This chapter explored the characteristics of computer storage devices and their trade-offs with respect to key measures like access latency, storage capacity, transfer latency, and cost. Because devices embody many disparate design and performance trade-offs, they naturally form a memory hierarchy, which arranges them according to their capacity and access time. At the top of the hierarchy, primary storage devices like CPU caches and main memory quickly provide data directly to the CPU, but their capacity is limited. Lower in the hierarchy, secondary storage devices like solid-state drives and hard disks offer dense bulk storage at the cost of performance.

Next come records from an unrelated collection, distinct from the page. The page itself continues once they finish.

PR #10102, opened 2021-04-29
config-template: add option 'raftdb.wal-dir'.

MrCroxx:

Problem Summary:

There is a config option `raftdb.wal-dir` which specifies path to wal of raftdb, but the option is not listed in `config-template/yaml`. 

What's Changed:

Add option `raftdb.wal-dir` and its doc to `config-template.yaml`.

Validate the wal dirs of kvdb and raftdb are not the same in `config.rs`. (with unit test for `validate`)

### Check List 

Tests 

- Unit test
- Integration test

### Release note

- No release note


etc/config-template.toml
```diff
@@ -785,6 +785,15 @@
 # enable-statistics = true
 # stats-dump-period = "10m"
 
+## RocksDB WAL directory.
```
tabokie, line 788: Rocksdb -> Raft RocksDB

etc/config-template.toml
```diff
@@ -785,6 +785,15 @@
...
+## This config specifies the absolute directory path for WAL.
+## If it is not set, the log files will be in the same directory as data. When you set the path to
+## RocksDB directory in memory like in `/dev/shm`, you may want to set`wal-dir` to a directory on a
+## persistent storage. See https://github.com/facebook/rocksdb/wiki/How-to-persist-in-memory-RocksDB-database .
+## If there are two disks on the machine, storing RocksDB data and WAL logs on different disks can
+## improve performance.
+# wal-dir = ""
```
tabokie, line 795: Mention the two WAL can't be put together.

tabokie: In fact, you should also add a check similar to https://github.com/tikv/tikv/blob/f81592b0f18b76e79b4f146124c0c1625867e222/src/config.rs#L2371

tabokie (commented):
This config is not often used, please check the codebase for any wrong assumption on wal dir being unspecified, and add tests for them if you see fit.

MrCroxx:
> This config is not often used, please check the codebase for any wrong assumption on wal dir being unspecified, and add tests for them if you see fit.

Got it! I will work on that.

etc/config-template.toml
yiwu-arbug, line 795:
```suggestion
## This config specifies the absolute directory path for WAL.
## If it is not set, the log files will be in the same directory as data. 
## If there are two disks on the machine, storing RocksDB data and WAL logs on different disks can
## improve performance.
# wal-dir = ""
```
We don't recommend putting the WAL in tempfs.

yiwu-arbug (approved):
rest LGTM

etc/config-template.toml
MrCroxx: > We don't recommend putting the WAL in tempfs.

It seems that the original comment means the same with you. It suggest that if the user set the rocksdb directory in tempfs, the user is supposed to set this config to a persistent storage.

yiwu-arbug: Indeed I misread the comment. But anyway we shouldn't mention tempfs. Both WAL and the SST files should be on persistent disk.

MrCroxx: I agree with you. I've deleted it in the latest commit.

MrCroxx:
@hunterlxt @tabokie PTAL

components/server/src/server.rs
```diff
@@ -258,13 +258,26 @@ impl<ER: RaftEngine> TiKVServer<ER> {
     /// - If the max open file descriptor limit is not high enough to support
     ///   the main database and the raft database.
     fn init_config(mut config: TiKvConfig) -> ConfigController {
+        validate_and_persist_config(&mut config, true);
+
+        // ensure critical directories exist
+        // - ensure kvdb dir exist
```
tabokie, line 264: Self-explanatory. Can remove these comments.

components/server/src/dump.rs
```diff
@@ -223,6 +278,50 @@ mod tests {
         assert(15, &raft_engine);
     }
 
+    #[test]
+    fn test_dump_with_separate_wal_without_config_when_dump() {
```
tabokie, line 282: You can merge these two tests, doing two `check_and_dump_raft_db` in one run.

etc/config-template.toml
```diff
@@ -785,6 +784,14 @@
 # enable-statistics = true
 # stats-dump-period = "10m"
 
+## Raft RocksDB WAL directory.
+## This config specifies the absolute directory path for WAL.
+## If it is not set, the log files will be in the same directory as data.
+## If there are two disks on the machine, storing RocksDB data and WAL logs on different disks can
+## improve performance.
+## Make surce NEVER set this config the same as `rocksdb.wal-dir`.
```
tabokie, line 792:
```suggestion
## Do not set this config the same as `rocksdb.wal-dir`.
```

components/server/src/dump.rs
```diff
@@ -214,6 +222,53 @@ mod tests {
...
+
+    #[test]
+    fn test_dump_with_separate_wal() {
+        let data_path = tempfile::Builder::new().tempdir().unwrap().into_path();
+        let mut raftdb_path = data_path.clone();
+        let mut raftengine_path = data_path;
+        raftdb_path.push("raft");
+        raftengine_path.push("raft-engine");
+        let mut raftdb_wal_path = raftdb_path.clone();
+        raftdb_wal_path.push("wal");
```
tabokie, line 243: Should probably use more unique names, like `test_dump_with_separate_wal_raft`

MrCroxx: I'm not sure if it is necessary here. Each test here uses separate temp directory. I think it is safe to be consistent with the origin test.

tabokie: Let's at least differentiate from possible default paths, `data/raft` is the default raft path right now.

MrCroxx: I got you. That will be better.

Because modern systems require both high capacity and good performance, system designers build computers with multiple forms of storage. Crucially, the system must manage which storage device holds any particular chunk of data. Systems aim to store data that’s being actively used in faster storage devices, and they relegate infrequently used data to slower storage devices.
To determine which data is being used, systems rely on program data access patterns known as locality. Programs exhibit two important types of locality:
Temporal Locality: Programs tend to access the same data repeatedly over time.
Spatial Locality: Programs tend to access data that is nearby other, previously accessed data.
Locality serves as the basis for CPU caches, which store a small subset of main memory in fast storage directly on the CPU chip. When a program attempts to access main memory, the CPU first checks for the data in the cache; if it finds the data there, it can avoid the more costly trip to main memory.
When a program issues a request to read or write memory, it provides the address of the memory location that it wants to access. CPU caches use three sections of the bits in a memory address to identify which subset of main memory a cache line stores:
The middle index bits of an address map the address to a storage location in the cache.
The high-order tag bits uniquely identify which subset of memory the cache location stores.
The low-order offset bits identify which bytes of stored data the program wants to access.
Finally, this chapter concluded by demonstrating how the Cachegrind tool can enable cache performance profiling for a running program. Cachegrind simulates a program’s interaction with the cache hierarchy and collects statistics about a program’s use of the cache (for example, the hit and miss rates).